Column: Electric vehicles spur startups
Most of us are conditioned to think of the auto industry as an elite set of long established brands with the recent addition of headline-grabbing Tesla. The Big Three in the U.S., Germany and Japan are easily the most recognized brands, with KIA from Korea entering the big leagues. Most consumers could not name the next 10 auto OEMs on list.
Largely driven by electrification, the global auto industry in the last decade has seen a massive increase in new entrants. Today there are nearly 300 companies pursuing the development of an electric vehicle.
Mentor is a leader in supplying automotive companies innovative solutions for the design and manufacture of automotive electronics systems. There are 274 companies designing and producing vehicles. Many other companies are working on all-electric passenger vehicles, including cars and light trucks.

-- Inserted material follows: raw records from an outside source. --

PR #774, opened 2026-08-13
feat: add scale dashboard overview filters

shayasoolin:
Refs #550 

## Summary
- add an all-tests total-runtime overview with per-test colored series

So frantic is the pace of new company creation that the best historical analogue almost certainly is to early 20th century Detroit, where well over 100 new automotive companies were formed in a few years, often over drinks at the bar at Hotel Pontchartrain. Back then the auto industry consolidated as the leaders in manufacturing scale and efficiency gained market share. Now the industry is moving from manufacturing to the high tech sector, which expands and contracts regularly as innovations are introduced.
There is undeniably a technology-driven expansion of activity. Tesla, with its visionary CEO, brought electric cars to the mainstream, at least in familiarity as a viable automobile. Innovation in tech brings in new entrants and then economies of scale and market forces pick a few big winners. Think cell phones, now smart phones.
There’s a number of once-prominent manufacturers/brands (Benefon, Blackberry, Casio, Ericsson, Hitachi, Helio, KDDI Penck, Motorola, Nokia, O2, Panasonic, Sidekick, Sanyo, Sony, Toshiba) whose fortunes have at best been mixed in more recent years.
Samsung and Apple are the current winners and nothing in the near future — not even the Google Pixel with great reviews — seem likely to disrupt the market’s choice of leaders.
That’s one inevitable outcome of the big consolidation and contraction that happened as the industry transitioned to powerful smartphones and broadband mobile data.
One thing most seem to be sure of — tech’s accelerated boom/bust pattern is likely to start impacting the auto industry, which has long lived with a steadier business cycle, one that mostly tracks macroeconomic conditions with barriers of entry preventing any real serious new contenders.
No one knows what 2017 holds for electric vehicles. But I’d say it’s a near certainty that in a decade you’ll be able to name a handful of EV OEMs no one has heard of today.
Brian Derrick is vice president of marketing at Mentor Graphics in Portland, Ore.